Washington: Vikram had a “hard landing”, NASA said today, as it released high-resolution images captured by its reconnaissance orbiter of the Moon’s unchartered south pole where the Chandrayaan 2 lander attempted to soft-land during the ambitious mission three weeks ago.
The module had attempted a soft landing on a small patch of lunar highland smooth plains between Simpelius N and Manzinus C craters before losing communication with ISRO on 7 September.
The site was about 600 km from the south pole in a relatively ancient terrain, according to the US space agency.
“Vikram had a hard landing and the precise location of the spacecraft in the lunar highlands has yet to be determined,” the National Aeronautics and Space Administration said.
”The scene was captured from a Lunar Reconnaissance Orbiter Camera (LROC) Quickmap fly-around of the targeted landing site image width is about 150 kilometres across the centre.”
Vikram was scheduled to touch down on 7 September. This event was India’s first attempt to soft land on the Moon and could have propelled it into a select club of countries to have landed on the lunar surface.
After Vikram lost contact with ground stations, just 2.1 km above the touchdown site, the possibility of establishing contact with the lander had a deadline of 21 September, because after that the region entered into a lunar night.
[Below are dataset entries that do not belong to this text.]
PR #689, opened 2022-01-12
feat: split private mutations into 3 groups: reversions, labeled and unlabeled

### LINKED ISSUE #662: ENH: Add QC rule to spot potential contamination/co-infection/recombination
For various reasons, it can happen that a sequence is a patch work from two or more clades.

It might be helpful if Nextclade flagged such sequences through a new QC rule.

The algorithm could be as simple as:
1. For each major clade, count how many of the private mutations occur in it

Say if the sequence is placed as Omicron, but has private mutations 681R, 452L, it would be flagged as potential Delta contamination/co-infection/recombination.

Motivation: There've been quite some issues with Omicron being contaminated by Delta. With our current QC rules, we are not very sensitive to this with up to ~20 private mutations being OK. With a specific contamination QC rule we could already notice something up with just 2 private mutations.

See for example this case where such a QC rule may have helped: https://twitter.com/AdrianaHeguy/status/1477053001676300289?s=20

ivan-aksamentov:
Resolves #662

We want:
 - a more detailed analysis of private mutations
 - add QC rules to evaluate the results of this analysis

We split private mutations into 3 groups:
 - reversions
 - labeled mutations
 - unlabeled mutations

The reversions are sifted away first. These are the mutations that appear in the nearest tree node, but not in the sequence (because it was reverted to an earlier state).

Further, we use the externally precomputed label data ("label map") to decide whether any given non-reversion private mutation is going to be labeled or unlabeled. Labeled mutations then carry the list of the labels that is taken from the "label map".

Currently this 3-way split is done for substitutions and deletions separately, yielding 6 groups. And of course, aminoacid and nucleotide mutations are handled separately as well.

As of right now we are planning only use the code path for nucleotides. For amino acids, the label map will be empty, so the reversions will be sifted away, but all the remaining mutations will just be under unlabeled group.

Items:
 - [x] split out reversions
 - [x] split out labeled, according to a dummy label map
 - [x] add `virus_properties.json` file containing label map, parse it
 - [x] use real label map in the splitting code
 - [x] restore combined private mutations (used in QC, tree placement, and other parts)
 - [x] render lists of split private mutations in the web app, in the tooltips of "Mut" columns
 - [x] prettify list rendering in the web app
 - [x] emit split mutations into CSV and TSV
 - [x] only use positions and query nucs for label matching
 - [x] add JSON fields for counts
 - [x] add CSV colums for counts
 - [x] ~? render counts in web UI~
 - [x] ~? Add new QC rules~
 - [x] Modify "Private mutations" QC rule to use detailed breakdown of private mutations
 - [x] Modify qc.json to contain weights for the detailed breakdown of private mutations
 - [x] ~? New page with a tabular visualization of shared mutations, similar to [CoVariants](https://covariants.org/shared-mutations). Rows: query sequences; columns: labels from the label map; cells: list of mutations badges.~
 - [x] exclude empty arrays for aminoacid private mutations from JSON output
 - [x] add a file picker for `virus_properties.json` in the advanced mode of web app
 - [x] ensure compatibility and/or smooth fallback for older versions of Nextclade
 - [x] ensure correct functioning of datasets that don't have `virus_properties.json`
 - [x] prepare new dataset scontaining `virus_properties.json` and modified `qc.json` See: https://github.com/nextstrain/nextclade_data/pull/22
 - [x] restore unit tests for private mutations
 - [x] remove split for deletions. We decided that we only apply this feature to substitutions for now. We found that splitting deletions have surprising consequences and edge cases (ranges overlapping with labeled mutations etc.). We may or may not return to splitting deletions, depending on scientific needs.


corneliusroemer:
To test, one needs to drop this file: https://gist.github.com/corneliusroemer/9e45b5d0a35a0b963fdf57662bb5d746

In virus properties: 
image

corneliusroemer:
The private mutation QC doesn't seem to work yet. I'm using quite high multipliers for reversions and labeled muts, but not seeing any change in what's called as problematic.

It may be nice to include the counts in the QC tooltip if it's not too hard to implement.
>Private mutation score: 67 
>(Good < 12 < Mediocre < 40 Bad)
>Reverted substitutions: 5
>Labeled substitutions: 2
>Unlabeled substitutions: 5

corneliusroemer (changes requested):
Oh I see this is outdated

corneliusroemer (approved):

rneher (approved):

rneher:
this looks great to me. I haven't gone through every line that changed, but what I saw makes a lot of sense.

rneher:
I do have a question: I don't quite understand how this works:

https://github.com/nextstrain/nextclade/blob/feat/detailed-private-mutations/packages/nextclade/src/tree/findPrivateMutations.cpp#L239

this is meant to find reversion mutations or reversion of deletions. So you are looking for a situation where the `node` has `-` and the sequence equals the reference. But you seem to be checking `!isGap(nodeQueryNuc)` before precluding the possibility of having the node be `-`. 

Similarly, the reference is never a gap:
https://github.com/nextstrain/nextclade/blob/feat/detailed-private-mutations/packages/nextclade/src/tree/findPrivateMutations.cpp#L244

rneher (commented):
the choice of `seqPositionsCovered` is a bit of an unfortunate name, as not-covered positions in sequencing are the ones that end up as `NNNN`.

https://github.com/nextstrain/nextclade/blob/feat/detailed-private-mutations/packages/nextclade/src/tree/findPrivateMutations.cpp#L330

here, you use this as "dealt with already" is I understand correctly.

ivan-aksamentov:
I tried to address Richards points:

 - renamed `seqPositionsCovered` to `seqPositionsMutatedOrDeleted`, to avoid confusion with "not covered" as in bioinformatics slang
 - removed the condition `!isGap(nodeQueryNuc)`. This is a leftover from when the code was only looking for substitutions
 - removed condition that checks if a ref nuc is a gap. Ref sequence cannot have gaps, because we skip them during parsing: https://github.com/nextstrain/nextclade/blob/a8efc6924e2ea61d359dc029e9802b0a9b722611/packages/nextalign/src/io/kseqpp.h#L65
 

Additionally:

The code that detected reversions of deletions was incorrect. Reversions of deletions are not deletions. So we now treat them as substitutions instead. However, they still have to be grouped into ranges for the purposes of the "private mutations" QC check, similarly to other flavors of deletions.

One unpleasant consequence of reversions of deletions being substitutions now is that they sometimes can be numerous. We might need to treat them as ranges everywhere, not only for the purposes of the QC check.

ISRO had said the mission life of the Vikram lander and the Pragyan rover it carried will be one lunar day, which is equal to 14 Earth days.
The lunar nights can be very cold, especially in the south polar region where Vikram is lying. Temperatures could drop to as low as minus 200 degrees Celsius during the lunar night.
The instruments aboard the lander are not designed to withstand that kind of temperature. The electronics would not work in absence of solar energy and would get permanently damaged.
The NASA orbiter passed over the Vikram landing site on 17 September and acquired a set of high-resolution images of the area; so far the LROC team has not been able to locate or image the lander.
”LRO will next fly over the landing site on 14 October when lighting conditions will be more favourable,” John Keller, Deputy Project Scientist Lunar Reconnaissance Orbiter Mission, Goddard Space Flight Centre, told PTI via email.
“It was dusk when the landing area was imaged and thus large shadows covered much of the terrain; it is possible that the Vikram lander is hiding in a shadow. The lighting will be favourable when LRO passes over the site in October and once again attempts to locate and image the lander,” NASA said.